(YOUR TASK) Reproduce exactly the final portion of the data: every line from the one containing "witness_script = ''" through the last line, inclusive.

(PROVIDED INFORMATION)
:::::
PR #4412, opened 2018-06-06
Do not actually compute the nested p2wsh-p2sh script if just estimating size

devrandom:
Causes a 1+ second lag for medium size wallets when typing the amount in the send tab.

### DIFF
--- a/lib/transaction.py
+++ b/lib/transaction.py
@@ -825,7 +825,10 @@ class Transaction:
             scriptSig = bitcoin.p2wpkh_nested_script(pubkey)
             return push_script(scriptSig)
         elif _type == 'p2wsh-p2sh':
-            witness_script = self.get_preimage_script(txin)
+            if estimate_size:
+                witness_script = ''
+            else:
+                witness_script = self.get_preimage_script(txin)
             scriptSig = bitcoin.p2wsh_nested_script(witness_script)
             return push_script(scriptSig)
         elif _type == 'address':


SomberNight:
The lag depends on the number of inputs in the transaction, right? How many inputs do you have? What is m and n for the multisig? I'll try to reproduce later.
:::::
(TASK SOLUTION)
+                witness_script = ''
+            else:
+                witness_script = self.get_preimage_script(txin)
             scriptSig = bitcoin.p2wsh_nested_script(witness_script)
             return push_script(scriptSig)
         elif _type == 'address':


SomberNight:
The lag depends on the number of inputs in the transaction, right? How many inputs do you have? What is m and n for the multisig? I'll try to reproduce later.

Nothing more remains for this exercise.